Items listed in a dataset
PR #4492, opened 2021-06-08
Fix Markdown container crashing on absolute URIs with no authority part

bdach:
...Which means URIs with a colon after the scheme name but no following double-slashes, and is basically an euphemism for `mailto:` URIs. I can't really imagine ever hitting a case of this with another URL scheme.

Fixed by applying [the first workaround listed in mono docs](https://www.mono-project.com/docs/faq/known-issues/urikind-relativeorabsolute/) more directly. I have tested on Android to confirm that doing so does not regress #4483, and it seems that it doesn't, but may be safer to double-check iOS, too.

Unsure of the placement of the new method, but `Validation` as an existing static class seemed fitting enough.

Closes https://github.com/ppy/osu/issues/13386.

### DIFF
--- a/osu.Framework/Utils/Validation.cs
+++ b/osu.Framework/Utils/Validation.cs
@@ -44,7 +44,7 @@ namespace osu.Framework.Utils
         public static bool TryParseUri(string uriString, [NotNullWhen(true)] out Uri? result)
         {
 #pragma warning disable RS0030 // Bypassing banned API check, as it'll actually be used properly here
-            UriKind kind = uriString.StartsWith("/", StringComparison.Ordinal) ? UriKind.Relative : UriKind.RelativeOrAbsolute;
+            UriKind kind = uriString.StartsWith('/') ? UriKind.Relative : UriKind.RelativeOrAbsolute;
 #pragma warning restore RS0030
             return Uri.TryCreate(uriString, kind, out result);
         }
--- a/osu.Framework/Utils/Validation.cs
+++ b/osu.Framework/Utils/Validation.cs
@@ -1,8 +1,12 @@
 // Copyright (c) ppy Pty Ltd <contact@ppy.sh>. Licensed under the MIT Licence.
 // See the LICENCE file in the repository root for full licence text.
 
+using System;
+using System.Diagnostics.CodeAnalysis;
 using osuTK;
 using osu.Framework.Graphics;
+
+#nullable enable
 
 namespace osu.Framework.Utils
 {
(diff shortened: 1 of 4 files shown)


osu.Framework/Utils/Validation.cs
```diff
@@ -23,5 +27,26 @@ public static class Validation
...
+        /// This method uses the .NET behaviour.
+        /// For more info, see <a href="https://www.mono-project.com/docs/faq/known-issues/urikind-relativeorabsolute/">Mono documentation</a>.
+        /// </remarks>
+        /// <param name="uriString">The string representation of the URI to parse.</param>
+        /// <param name="result">The resultant parsed URI, if parsing succeeded.</param>
+        /// <returns><see langword="true"/> if parsing succeeded; <see langword="false"/> otherwise.</returns>
+        public static bool TryParseUri(string uriString, [NotNullWhen(true)] out Uri? result)
+        {
+#pragma warning disable RS0030 // Bypassing banned API check, as it'll actually be used properly here
+            UriKind kind = uriString.StartsWith("/", StringComparison.Ordinal) ? UriKind.Relative : UriKind.RelativeOrAbsolute;
```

## EXERCISE DIRECTIONS
Restate the data word for word. Begin at its first line, end at the line that contains "Fixed by applying", and include both.

## SOLUTION FOR THIS PROBLEM
PR #4492, opened 2021-06-08
Fix Markdown container crashing on absolute URIs with no authority part

bdach:
...Which means URIs with a colon after the scheme name but no following double-slashes, and is basically an euphemism for `mailto:` URIs. I can't really imagine ever hitting a case of this with another URL scheme.

Fixed by applying [the first workaround listed in mono docs](https://www.mono-project.com/docs/faq/known-issues/urikind-relativeorabsolute/) more directly. I have tested on Android to confirm that doing so does not regress #4483, and it seems that it doesn't, but may be safer to double-check iOS, too.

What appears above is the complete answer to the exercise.